A few years ago, Illinois lost a notable — some would say notorious — attribute. It was the last state that banned any carrying of concealed firearms in public. In 2012, a federal appeals court struck down the ban, forcing the state Legislature to pass a measure allowing citizens to obtain concealed carry permits.
The new permit system includes a number of common-sense provisions. It disqualifies felons and those guilty of misdemeanors involving the use or threat of violence. Repeat DUI offenders are ineligible, as is anyone who has undergone residential or court-ordered drug or alcohol rehab in the past five years. It requires 16 hours of firearms training to ensure competence. The minimum age is 21.
But if the National Rifle Association and its allies in Congress have their way, those rules won’t mean much.

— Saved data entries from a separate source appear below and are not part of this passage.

PR #331, opened 2018-11-06
Use seq_region_start and seq_region_end when updating gene coordinate…

thibauthourlier:
…oordinates in the database

## Requirements

## Description

Use seq_region_start and seq_region_end when updating the coordinates of a gene in a database.

## Use case

If the gene is on a sub Slice and start and end are called, they return the start and end relative to the slice. When start and end are used in update_coords, it will then insert the wrong coordinates of the gene in the database.

## Benefits

It will store the correct coordinates of a gene when updating the coordinates in the database.

## Possible Drawbacks

## Testing

Yes
Pass

### DIFF
--- a/modules/t/gene.t
+++ b/modules/t/gene.t
@@ -474,15 +474,18 @@ cmp_ok($new_gene->start(), '==', 30735607, 'Updated gene start');
 cmp_ok($new_gene->end(), '==', 30815178, 'Updated gene end');
 
 # test update_coords method when working on sub Slice
-my $update_slice = $db->get_SliceAdaptor()->fetch_by_region('chromosome', '20', 30730000, 30815178);
+# to avoid setting the start and end relative to a sub Slice
+# correct coords: 30735607 - 30815178
+# wrong coords: 1 - 79572
+my $update_slice = $db->get_SliceAdaptor()->fetch_by_gene_stable_id('ENSG00000171456');
+# Make sure that the slice of the gene is a sub Slice
 my $update_genes = $update_slice->get_all_Genes();
-cmp_ok(scalar(@$update_genes), '>=', 1, 'Check the region has at least one gene');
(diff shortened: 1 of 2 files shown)


modules/t/gene.t
```diff
@@ -473,6 +473,20 @@ my $new_gene = $ga->fetch_by_stable_id("ENSG00000171456");
 cmp_ok($new_gene->start(), '==', 30735607, 'Updated gene start');
 cmp_ok($new_gene->end(), '==', 30815178, 'Updated gene end');
 
+# test update_coords method when working on sub Slice
+my $update_slice = $db->get_SliceAdaptor()->fetch_by_region('chromosome', '20', 30730000, 30815178);
```
nerdstrike: I feel like this could have been achieved less cryptically with SliceAdaptor->fetch_by_gene_stable_id() or just Gene->feature_Slice(). Then you would set that slice back to the corresponding gene. That way it doesn't matter what genes are in the region. You'd have to double-check it really does expose the same bug though.

thibauthourlier: I'm happy to use fetch_by_gene_stable_id but I don't really see why it makes it less cryptic. If I simply set the sub slice to the gene, it would not expose the same bug unless I add the sub slice to transcripts,...
I will remove the stable_id check in the loop as it is useless

nerdstrike: My request is that the test should self-evidently prove something. The approach you took is a bit obscure as to what it's really doing, what with the loop, the ID test, the know stable ID but not choosing to fetch it via a slice instead... it could be cleaner or better commented.

thibauthourlier: The snipper of code was showing how I fetch the slice, next time I'll know it means the whole commit. As I commented previously, yes the stable id check in the loop is not needed.
I would be interested to know how I can fetch a gene using its stable id and slice.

The legislation they propose would force every state to honor concealed carry permits from other states. In practice, this would mean the laws of states with loose standards would apply to those beyond their borders. Indiana, for example, has no proficiency requirement and grants permits to 18-year-olds. There are 800,000 permit holders in Indiana, and they would all be entitled to pack wherever they want, regardless of what people in other states think.

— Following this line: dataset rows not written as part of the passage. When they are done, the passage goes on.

PR #334, opened 2018-11-14
Fixes in BaseParser::upload_xref_object_graphs()

mkszuba:
## Description

BaseParser::upload_xref_object_graphs() can insert duplicate dependent xrefs on subsequent reruns of parsers using it on the same input, and inserted empty strings rather than NULLs as descriptions of dependent xrefs unless explicitly overridden by arguments.

## Use case

_BaseParser::upload_xref_object_graphs()_ is used by (at least) UniProtParser.

## Benefits

Calls to upload_xref_object_graphs() should now be replay-safe. Fewer empty strings.

## Possible Drawbacks

Parser output will likely change a lot, mostly due to the empty-space-to-null transition - which will make validation challenging.

## Testing

No.

N/A

I have run _xref_parser.t_, which AFAIK is the only part of the test suite dealing with xref parsers. All tests still pass.
Moreover, I have run the new UniProtParser (with a small subset of input extracted from the middle of current Swiss-Prot file) before and after the change to compare results and they have changed as expected.

### DIFF
--- a/misc-scripts/xref_mapping/XrefParser/BaseParser.pm
+++ b/misc-scripts/xref_mapping/XrefParser/BaseParser.pm
@@ -931,11 +931,11 @@ sub add_xref {
   my $acc         = $arg_ref->{acc}        || croak 'add_xref needs aa acc';
   my $source_id   = $arg_ref->{source_id}  || croak 'add_xref needs a source_id';
   my $species_id  = $arg_ref->{species_id} || croak 'add_xref needs a species_id';
-  my $label       = $arg_ref->{label}      || $acc;
+  my $label       = $arg_ref->{label}      // $acc;
   my $description = $arg_ref->{desc};
-  my $version     = $arg_ref->{version}    || 0;
-  my $info_type   = $arg_ref->{info_type}  || 'MISC';
-  my $info_text   = $arg_ref->{info_text}  || '';
+  my $version     = $arg_ref->{version}    // 0;
+  my $info_type   = $arg_ref->{info_type}  // 'MISC';
+  my $info_text   = $arg_ref->{info_text}  // q{};
   my $dbi         = $arg_ref->{dbi};
 
   $dbi = $self->dbi unless defined $dbi;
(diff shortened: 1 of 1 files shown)


misc-scripts/xref_mapping/XrefParser/BaseParser.pm
```diff
@@ -566,42 +565,34 @@ sub upload_xref_object_graphs {
...
-	 $xref_id_sth->execute(
-                   $dep{ACCESSION},
-                   $dep{SOURCE_ID},
-                   $xref->{SPECIES_ID} );
-         my $dep_xref_id = ($xref_id_sth->fetchrow_array())[0];
-
-	 if(!(defined $dep_xref_id) || $dep_xref_id ==0 ){
-	   print STDERR "acc = $dep{ACCESSION} \nlink = $dep{LINKAGE_SOURCE_ID} \n".$dbi->err."\n";
-	   print STDERR "source = $dep{SOURCE_ID}\n";
+         my $dep_xref_id = $xref_sth->{'mysql_insertid'};
```
nerdstrike: As long as this remains a DBI statement handle, perhaps you could use DBI's last_insert_id() instead of the driver method? I'd like for us to become less backend specific, as the core API is.

misc-scripts/xref_mapping/XrefParser/BaseParser.pm
```diff
@@ -566,42 +565,34 @@ sub upload_xref_object_graphs {
...
 	 }
 
 	 #
 	 # Add the linkage_annotation and source id it came from
 	 #
-	 $dep_sth->execute( $xref_id, $dep_xref_id,
-			    $dep{LINKAGE_ANNOTATION},
-			    $dep{LINKAGE_SOURCE_ID} )
-	   or croak( $dbi->errstr() );
+         $self->add_dependent_xref_maponly( $dep_xref_id,
```
nerdstrike: Is this only present in ensembl-xref? I don't think it's valid here.

misc-scripts/xref_mapping/XrefParser/BaseParser.pm
mkszuba: I've used the _mysql_insertid_ way because that's what _add_xref()_ uses - but I am all for being database-agnostic.

misc-scripts/xref_mapping/XrefParser/BaseParser.pm
mkszuba: No, I am positive (and have just checked to be sure) this has already been merged into _feature/xref_sprint_.

misc-scripts/xref_mapping/XrefParser/BaseParser.pm
```diff
@@ -580,20 +581,9 @@ sub upload_xref_object_graphs {
...
-                   $dep{ACCESSION},
-                   $dep{SOURCE_ID},
-                   $xref->{SPECIES_ID} );
-         my $dep_xref_id = ($xref_id_sth->fetchrow_array())[0];
-
-	 if(!(defined $dep_xref_id) || $dep_xref_id ==0 ){
-	   print STDERR "acc = $dep{ACCESSION} \nlink = $dep{LINKAGE_SOURCE_ID} \n".$dbi->err."\n";
-	   print STDERR "source = $dep{SOURCE_ID}\n";
+         my $dep_xref_id = $dbi->last_insert_id();
+	 if( ! $dep_xref_id ) {
```
nerdstrike: Smells like a tab!

mkszuba: It is, that whole block has been indented with a mixture of tabs and spaces - with my additions being the only lines there only indented with the latter.

nerdstrike: I will forgive you eventually.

Supporters say that just as a driver’s license issued in one state is valid everywhere, a weapons permit should be. But states honor driver’s licenses voluntarily, not by federal mandate, a custom that makes sense because the requirements to get one don’t differ much from one place to another. Concealed carry permit standards vary greatly. Lax rules create a danger to public safety by allowing people without basic skills to carry guns.

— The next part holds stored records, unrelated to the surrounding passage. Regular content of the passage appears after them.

PR #335, opened 2018-11-14
Rewritten UniProtParser

mkszuba:
**Edited: DO NOT MERGE at this point, please see the "Testing" section below for details.**

## Description

The old UniProtParser is very complex, includes a lot of legacy code, contains several bugs (see _e.g._ ENSCORESW-2837) and would be difficult to adapt to follow the Extract-Transform-Load process of operation.

## Use case

UniProt-KB xrefs are a crucial component of every Ensembl release.

## Benefits

Hopefully cleaner, more modular and ETL-friendly code base which might be easier to transplant to the refactored xref pipeline or extend (_e.g._ to process XML rather than text dumps or to query the UniProt database directly) in the future.

## Possible Drawbacks

Differences in the output of the old and the new parser due to bug fixes, which will be fairly challenging to validate given the size of the input.

## Testing

No.

N/A

1. I have confirmed that the new parser works fine on and produces expexted results from a small subset of both Swiss-Prot and TrEMBL data - **but only if the input is uncompressed**, gzipped files cause a "broken pipe" error in zcat.
2. xref_parser.t, which got added to the repository by PR #286 and which tests, among others, UniProtParser, **fails**. Problems pertaining directly to UniProtParser have been traced down to bugs in the test suite and subsequently fixed, unfortunately it turns out WormbaseCElegansUniProtParser inherits UniProtParser and will therefore have to be refactored as well in order to become compatible with the ETL version.

### DIFF
--- a/misc-scripts/xref_mapping/XrefParser/UniProtParser.pm
+++ b/misc-scripts/xref_mapping/XrefParser/UniProtParser.pm
@@ -1,7 +1,7 @@
 =head1 LICENSE
 
-Copyright [1999-2015] Wellcome Trust Sanger Institute and the EMBL-European Bioinformatics Institute
-Copyright [2016-2018] EMBL-European Bioinformatics Institute
+See the NOTICE file distributed with this work for additional
+information regarding copyright ownership.
 
 Licensed under the Apache License, Version 2.0 (the "License");
 you may not use this file except in compliance with the License.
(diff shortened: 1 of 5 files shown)


misc-scripts/xref_mapping/XrefParser/UniProtParser/Extractor.pm
```diff
@@ -0,0 +1,645 @@
...
+sub _get_quality {
+  my ( $self ) = @_;
+
+  Readonly my $id_status_field
+    => qr{
+           (?: Unreviewed )
+         | (?: Reviewed )
+       }msx;
+
+  # These is only one ID line
```
nerdstrike: Argument error

misc-scripts/xref_mapping/XrefParser/UniProtParser/Extractor.pm
```diff
@@ -0,0 +1,645 @@
...
+  # current SwissProt data file doesn't contain any records which
+  # violate this. On the other hand we haven't checked this in the
+  # TrEMBL file because of its size and the old UniProtParser did have
+  # support for synonyms (albeit using different syntax -
+  # "db=id1, id2, ...;" rather than "db1=id1; db2=id2; ...").
+  # The code below assumes there might be multiple entries present, if
+  # you want to force it to only ever look for one simply drop the /g
+  # modifier from the regex match.
+
+  Readonly my $taxon_db_entry
```
nerdstrike: As per my earlier comment about seemingly defining in every iteration.

misc-scripts/xref_mapping/XrefParser/UniProtParser/Extractor.pm
```diff
@@ -0,0 +1,645 @@
...
+
+  return \@extracted_taxon_codes;
+}
+
+
+sub _record_has_all_needed_fields {
+  my ( $self ) = @_;
+
+  # Only check mandatory fields
+  my @needed_fields = grep { $prefixes_of_interest{$_} } %prefixes_of_interest;
```
nerdstrike: I think you could use a `keys` here or It'll do interesting things with every other element.

misc-scripts/xref_mapping/XrefParser/UniProtParser/Loader.pm
```diff
@@ -0,0 +1,114 @@
...
+use Carp;
+
+
+sub new {
+  my ( $proto, $arg_ref ) = @_;
+
+  my $self = {
+              'batch_size'  => $arg_ref->{'batch_size'} // 1,
+              'dbh'         => $arg_ref->{'dbh'},
+              '_baseParser' => $arg_ref->{'baseParser'},
```
nerdstrike: Another camelCase

misc-scripts/xref_mapping/XrefParser/UniProtParser/Loader.pm
```diff
@@ -0,0 +1,114 @@
...
+
+
+sub load {
+  my ( $self, $transformed_data ) = @_;
+
+  if ( ! defined $transformed_data ) {
+    return;
+  }
+
+  $self->_add_to_send_buffer( $transformed_data );
```
nerdstrike: I think this buffering should ultimately live in the DB abstraction class as yet to be realised, so that all parsers may buffer up their loads. I'm also not totally convinced you won't have an unflushed buffer at the end with n > 1 batch_size.

misc-scripts/xref_mapping/XrefParser/UniProtParser/Transformer.pm
```diff
@@ -0,0 +1,464 @@
...
+}
+
+
+# Returns true if the current record describes an entry derived from
+# Ensembl, false otherwise.
+sub _entry_is_from_ensembl {
+  my ( $self ) = @_;
+
+  # As of end of October 2018, the old parser's way of identifying
+  # proteins derived from Ensembl by searching for a comment topic
```
nerdstrike: @magaliruffier - does this sound right to you?

misc-scripts/xref_mapping/XrefParser/UniProtParser/Extractor.pm
```diff
@@ -0,0 +1,645 @@
...
+# FIXME: at the moment the extractor only handles one input file at a
+# time for backwards compatibility with the old UniProtParser, that
+# said there is no reason for it not to be able to handle multiple
+# files. Should we want to support this, we should stop opening the
+# filehandle in the constructor because it would no longer be a fixed
+# property of the object.
+sub new {
+  my ( $proto, $arg_ref ) = @_;
+  my $file_names = $arg_ref->{'file_names'};
+  my $baseParserInstance = $arg_ref->{'baseParser'};
```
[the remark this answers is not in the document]
mkszuba: This is intentional in order to draw attention to the passing of BaseParser from the parser itself, which should be terminated with extreme prejudice as soon as BaseAdaptor and friends have become a thing.

misc-scripts/xref_mapping/XrefParser/UniProtParser.pm
```diff
@@ -1,7 +1,7 @@
 =head1 LICENSE
 
-Copyright [1999-2015] Wellcome Trust Sanger Institute and the EMBL-European Bioinformatics Institute
-Copyright [2016-2018] EMBL-European Bioinformatics Institute
+See the NOTICE file distributed with this work for additional
```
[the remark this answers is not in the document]
mkszuba: Fixed.

misc-scripts/xref_mapping/XrefParser/UniProtParser/Loader.pm
mkszuba: See the previousComment.

misc-scripts/xref_mapping/XrefParser/UniProtParser/Loader.pm
mkszuba: Not by itself, no. UniProtParser::run() takes care of that by calling $loader->flush() after the loop.

misc-scripts/xref_mapping/XrefParser/UniProtParser/Transformer.pm
mkszuba: This is what Mag told me last week after having checked.

magaliruffier: Correct

misc-scripts/xref_mapping/XrefParser/UniProtParser/Extractor.pm
mkszuba: Fixed as well, along with all the other occurences of regex constants in Extractor.

misc-scripts/xref_mapping/XrefParser/UniProtParser/Extractor.pm
mkszuba: D'oh. Harmless in this context but you are of course right, grep simply takes a list.

misc-scripts/xref_mapping/XrefParser/UniProtParser/Extractor.pm
mkszuba: Meesa embarrassed!

misc-scripts/xref_mapping/XrefParser/UniProtParser/Loader.pm
mkszuba: Added a call to flush() to the destructor, just in case.

modules/t/xref_parser.t
```diff
@@ -40,6 +40,11 @@ $database->populate(
   "with force please",
 );
 
+
+# UniProt species taxon codes happen to match species ids of the core database
+my $SPECIES_ID = 6239;
+my $SPECIES_NAME = "Caenorhabditis elegans";
```
wbazant: @mkszuba the test database created here is for homo sapiens. You'd probably want to change the test to use a C. elegans core database if you want it to both use a species id 6239 and remain useful - I'm a fan of the second part more.

modules/t/xref_parser.t
```diff
@@ -180,7 +184,7 @@ my @recognised_sources = (
  "MEROPS; C26.956; -.",
 );
 for my $l (@recognised_sources) {
-  (my $uniprot_elegans_record_extra_line = $uniprot_elegans_record) =~ s/DR(.*?)\n/DR$1\nDR  $l/;
+  (my $uniprot_elegans_record_extra_line = $uniprot_elegans_record) =~ s/DR(.*?)\n/DR$1\nDR   $l/;
```
wbazant: I don't understand this change. Was the regex wrong in the first place, or did the UniProt format change?

Perhaps \s+ would be better than adjusting the amount of spaces.

misc-scripts/xref_mapping/XrefParser/UniProtParser/Loader.pm
```diff
@@ -0,0 +1,122 @@
...
+  return;
+}
+
+
+sub _add_to_send_buffer {
+  my ( $self, $entry ) = @_;
+
+  # Play it safe and assume that parser-private fields *could* pollute
+  # the output unless removed from it
+  my ( $multiplicity ) = delete $entry->{'_multiplicity'};
```
wbazant: I know a single UniProt record can generate multiple xrefs, because there can be a few or no dependent xrefs, and that this varies per record, but I'm not sure why you care about smoothing it out enough to add this construct. Batching at a level higher, pushing e.g. a 1000 xrefs and all their dependent xrefs, will probably work just as well.

mkszuba:
The test suite **has** been updated and all UniProtParser tests pass now. In fact, the only test in this whole suite which fails is XrefParser::WormbaseCElegansUniProtParser Correct xrefs and dependent xrefs - which is to be expected because like I said in the e-mail to you, the way it extends UniProtParser is not compatible with the ETL structure.

misc-scripts/xref_mapping/XrefParser/UniProtParser/Loader.pm
mkszuba: Looking at the species_id-taxonomy_id map in the Ensembl database, for certain species the number of generated xrefs can be several times that of the number of parsed UniProt records. I could live with the loader inserting e.g. 1200 xrefs instead of 1000 (the batch size is still a thousand) but expecting 1000 and inserting _e.g._ 3000 would be a fairly sizeable discrepancy. Therefore, with multiplicity counting having been implemented in the old UniProtParser I saw no reason not to implement it in the new version.

wbazant:
Great! XrefParser::WormbaseCElegansUniProtParser  should be simple to fix too. Please fix it if you can!
One benefit of keeping these parsers together is that we don't break each other's stuff inadvertently (though it clearly also happens that we break each other's stuff intentionally)

modules/t/xref_parser.t
mkszuba: The regex was wrong. Quoting UniProtKB User Manual (https://web.expasy.org/docs/userman.html#entrystruc, at the very end of the section): "The two-character line-type code that begins each line is always followed by three blanks, so that the actual information begins with the sixth character."

modules/t/xref_parser.t
mkszuba: I can change the ID to 9606 if you prefer. As long as it is a valid value, I do not mind.

wbazant: I remember I had to make them match and the default test db I created was for human. If the test passes it doesn't matter what it is.

misc-scripts/xref_mapping/XrefParser/UniProtParser/Loader.pm
wbazant: You're now getting it from `$self->_recognised_taxon_ids();` in the Transformer. It's some per-species value that I think doesn't achieve what you want.

If this field is meant to be about evening out the payload, you could count the number of dependent xrefs in the loader - 1 plus however many dependent xrefs it has.

misc-scripts/xref_mapping/XrefParser/UniProtParser.pm
```diff
@@ -17,521 +17,163 @@ limitations under the License.
...
+  }
 
-    #Use normal source only if it is PE levels 1 & 2
-      if (defined($protein_evidence_code) && $protein_evidence_code < 3) {
-          $xref->{SOURCE_ID} = $sptr_source_id;
-          $num_sptr++;
-      } else {
-          $xref->{SOURCE_ID} = $sptr_non_display_source_id;
-          $num_sptr_non_display++;	  
+  my $extractor = XrefParser::UniProtParser::Extractor->new({
```
wbazant: @mkszuba @nerdstrike I've just realised that I won't be able to fix `WormbaseCElegansUniProtParser` if you do this unless I mess around with %INC to substitute my own `XrefParser::UniProtParser::Transformer` or something like that.

I think separating E, T, and L is a good idea into logical blocks and it's good that you've identified breaks in the previous monolith that separate it into more reasonable chunks.

I don't like where you've drawn a division between E and T. In other parsers (e.g. Tiago's new RefSeqGPFFParser) extracting means separating chunks of text at a time. Then transforming is taking the data's original format, and returning a maybe-record in an application's internal format. You do a lot of transforming in your extractor, and a transformer also filters (skipping unreviewed entries and stuff). Secondly, `XrefParser::UniProtParser::Extractor` requiring a `baseParserInstance` is also apparent enough that it's inconvenient to make it its own object.

Consider keeping extracting in the `XrefParser::UniProtParser`, where you can draw from `XrefParser::BaseParser`. @nerdstrike mentioned you'll be making a `XrefParser::BaseAdaptor` instead or something - maybe you won't even need much or any UniProt-specific behaviour to get a clean chunk of code responsible for knowing where the file is, and then opening a stream of text chunks.

I recommend you move the logic of examining the record to build Ensembl-specific things from it contained in the T part. Make it a self contained module taking a piece of text (perhaps a ref to a scalar to avoid copying) and returning either nothing - if the entry should be rejected - or an Ensembl object. It's a fantastic opportunity for encapsulation. It will be maintainable, and will let you do robust unit testing - get some canned records, say what Ensembl objects they should make, compare with `is_deeply`, and you can very easily get to 100% test coverage for it.

Finally I think your Loader should become a utility class, say a `RecordBatchingQueue`. This is the crux of your Loader really, and it's not specific to UniProt, it will work on any xrefs with dependent xrefs that it can count. Counting xrefs should not be tied to also calling the parent. The behaviour you've designed is very general and possibly so useful that it's a shame if all the other modules have to batching in their own way. Move it somewhere, think how to make it general (Java's iterators constructed from other iterators, and registering a callback that processes a full batch, are two patterns that come to my mind), add some unit tests for it, and you can solve the problem of parsed xrefs overloading the database for all the other 25981 parsers too.

If you think the current design with three objects is superior, and also you don't want to create your E, T, and L using dependency injection, could you at least put the transformer in a `sub transform`? If there is a separate sub that creates a XrefParser::UniProtParser::Transformer and applies it to the arguments, I will be able to rewrite `WormbaseCElegansUniProtParser` to inherit from it - but I won't be able to use this code in its current form.

mkszuba:
Thank you for the comments, everyone. Seeing as it is presently not possible to merge this without affecting the Wormbase parser, I'll close this PR for now.

PR #336, opened 2018-11-14
RefSeqGPFFParser update

tgrego:
## Description

Update to the RefSeqGPFFParserr as part of the efforts of the xref sprint.
See ENSCORESW-2898.
Genbank parser from ensembl-io is now used to parse the source files instead of a custom parser.
This will require https://github.com/Ensembl/ensembl-io/pull/69 to be merged.
There are a few differences introduced from the original parser. For instance, only refseq ids with the prefixes defined in $refseq_sources are considered. Previously for peptide files all other possible types were considered and treated as RefSeq_peptide.

## Testing
No unit tests.
Tested with subset of rat, however related xrefs were absent.
Ongoing testing with full dataset.

### DIFF
--- a/misc-scripts/xref_mapping/XrefParser/RefSeqGPFFParser.pm
+++ b/misc-scripts/xref_mapping/XrefParser/RefSeqGPFFParser.pm
@@ -17,25 +17,19 @@ limitations under the License.
 
 =cut
 
-# Parse RefSeq GPFF files to create xrefs.
-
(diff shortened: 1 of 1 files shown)


nerdstrike:
Your build requires ensembl-io as a dependency

tgrego:
Due to performance issues related to the usage of ensembl-io, https://github.com/Ensembl/ensembl/pull/338 has been submitted with the refactoring changes without the ensembl-io dependency.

This legislation would trample on the principle of federalism by denying states the right to decide for themselves what to require of those who want to carry loaded guns in public. If states want to honor permits from other states, they’re free to do so, and some do. If they don’t, they shouldn’t have to.
This logic is even more compelling at a time when the NRA is pushing states to allow concealed carry without a permit. Missouri recently decided to let anyone who lawfully owns a gun to carry it in public — over the objections of the Fraternal Order of Police. Eleven other states have similar laws. Under the proposed federal measure, someone from a state that doesn’t require a permit would have the right to carry in a state that does.
The whole idea of allowing concealed carry without a permit is a mistake. Montana Gov. Steve Bullock recently vetoed a bill to that effect, arguing that it would make just as much sense to let people drive a car or pilot a plane without a license.
Requiring a permit of those who want to carry loaded guns in public is hardly unreasonable. All 50 states require hunters to get licenses — and 49 have hunter education requirements. If that’s a reasonable approach for someone who wants to use a gun to shoot ducks or deer, it’s a reasonable approach for someone who wants to carry a gun for self-defense.
Some gun-rights zealots think the Second Amendment bars even minimal government regulation of firearms ownership. But the Supreme Court has never taken that view, and other constitutional rights are not unlimited. Even Justice Antonin Scalia, who wrote the landmark 2008 decision striking down a Washington, D.C., gun ordinance, noted that 19th-century courts generally “held that prohibitions on carrying concealed weapons were lawful under the Second Amendment.”
The entire debate is a reminder of the value of federalism in a large and diverse country. When it comes to concealed carry laws, the best option is to let each state decide for itself what rules to impose within its boundaries — and let every other state do the same.